Fall 2020

The Pandemic: A Sacramental Reading

José Granados

A slew of people have wondered recently how to live the pandemic from a Christian perspective. What sort of light does Christianity offer us to interpret the weight of this event in our history? And to face its challenges? In what follows, I would like to defend the following thesis: the key to understanding the pandemic is sacramental.

In order to see this, we could take as our starting point the pandemic’s epiphanic character, which has been a great sign in the flesh. The pandemic and lockdown have revealed, among other things, the hardship of life when our bodies are isolated from others or when we fear interpersonal relationships, deeply rooted as they are in the body; the need to understand health as a prior gift that is not entirely under our control; the poverty entailed in absolutizing this same health, thus reducing life to mere survival.

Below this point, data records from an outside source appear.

PR #2961, opened 2025-04-28
Use kotlinx.io's new Okio interop module.

colinrtwhite:
Need to figure out why this causes `ClosedByteChannelException` on non-JVM platforms ~and add a regression test~.

Reverts coil-kt/coil#2957

EDIT: Fixed in kotlinx.io [here](https://github.com/Kotlin/kotlinx-io/pull/453).


coil-network-ktor2/src/nonJvmCommonMain/kotlin/coil3/network/ktor2/internal/utils.nonJvmCommon.kt
```diff
@@ -14,7 +14,6 @@ internal actual suspend fun ByteReadChannel.writeTo(sink: BufferedSink) {
         val packet = readRemaining(buffer.size.toLong())
         if (packet.isEmpty) break
 
-        // TODO: Figure out how to remove 'buffer' and read directly into 'sink'.
```
colinrtwhite, line 17: Remove this since it isn't something that we're likely to do for only Ktor 2 now that Ktor 3 has a better solution.

chris-horner (approved):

All this has been a sign for our generation, for such a way of living the body already prevailed in our society. In fact, society promotes the isolation of the body, a body that keeps its distance and is reduced by man (at least in thought) to an expression of his true “I.” This body cannot serve as the foundation for any sacrament, that is, for any opening of the body that would move man beyond himself. Is it possible that the pandemic, having thus exposed the poverty of such a way of living the body, could reawaken a nostalgia for the sacramental?